PR #2436, opened 2018-08-25
Issue 2305 fixed

Gauravseta:


gondzo:
@Gauravseta this will actually just move the bar down by two pixels, so it's not centered. also, the slider bar now overflows the container and conflicts with the bellow text
image

image

Gauravseta:
@gondzo will look into it immediately.

Gauravseta:
@gondzo Pr updated. screenshot:
issue_2305

Issue #2139, opened 2018-07-05
[100$] Support categories for product templates


vikasrohit:
As of now we are not supporting categories for the product templates. To achieve following UI for product catalog, we need to support the categories for the product templates.

<img width="908" alt="screen shot 2018-07-05 at 12 06 15 pm" src="https://user-images.githubusercontent.com/2417632/42306229-de98c3a0-804b-11e8-8963-960fa26826bb.png">

@rmjmccormick @vic-topcoder Should we use exact same categories as we are using for project templates or do you think there can a case where there is new category or a missing category for product template?

Aha! Link: https://topcoder.aha.io/features/TCCONNECT-395

rmjmccormick:
@vikasrohit @vic-topcoder To be clear, based on version in prod, current project template categories are App, Website, Chatbot, Design, Software Development and QA. Product (do you mean phase?) template categories should presumably follow the designations in the new Workbook, namely Design, Development, Quality Assurance and Data Science.

vikasrohit:
> Product (do you mean phase?)
Essentially yes as right now we are supporting single product per phase. However, our backend supports multiple products per phase but that is a topic for a different day.
From the possible values of categories of products, I think we need to keep two separate list of categories, one for project templates and another for product templates.

vic-topcoder:
Project templates categories ≠ phase categories. 

- **Project templates** are purely a project plan structure and can be organized in categories by the desired outcome.
- **Phases** are containers of work and we're not worried about products at that level.
- **Products** in essence are standardized challenge formats, and they are different from Phases. Products are used for delivery - we will have to talk more about delivery plans. A phase can have different delivery plan, but stays the same (timeline, milestones, price, duration, managed hours).
- **Addons** are phases that are added as a secondary extension to the project plan, they're not products.

This means we should support `category` for project templates, phases, and products.

vikasrohit:
Yes @gondzo. Every product template now has a `category` associated, right now every product in the dev env has `generic` as category value. I would update couple of them to reflect the correct categories so that changes for this issue can be tested.

nahidshahin:
@gondzo [PR](https://github.com/appirio-tech/connect-app/pull/2441) issued

PR #2441, opened 2018-08-27
issues-2139: Support categories

nahidshahin:
Category names at design is left aligned but cards are centre aligned. So I keep both centre aligned. See the screenshot:  

issues-2139


nahidshahin:
#2139

vikasrohit:
@nahidshahin Please keep them as per design, i.e. left align both heading and cards.

nahidshahin:
Did the CSS adjustment at a484eaa. The UI should follow the design now.

PR #2442, opened 2018-08-27
Issue 2401

vikasrohit:
Looks good to me.

Merging to test out in dev. fyi @RishiRajSahu


vikasrohit:
@maxceem Seems like there are lint errors.

maxceem:
@vikasrohit that's very strange. These errors happen either at my local machine or if fixed, happen on CI. probably some version mismatches, I'll check.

__________________________________________________

Could you transcribe the entries exactly, from the first line through the line containing "As of now we", and give nothing more?

Output below →
PR #2436, opened 2018-08-25
Issue 2305 fixed

Gauravseta:


gondzo:
@Gauravseta this will actually just move the bar down by two pixels, so it's not centered. also, the slider bar now overflows the container and conflicts with the bellow text
image

image

Gauravseta:
@gondzo will look into it immediately.

Gauravseta:
@gondzo Pr updated. screenshot:
issue_2305

Issue #2139, opened 2018-07-05
[100$] Support categories for product templates


vikasrohit:
As of now we are not supporting categories for the product templates. To achieve following UI for product catalog, we need to support the categories for the product templates.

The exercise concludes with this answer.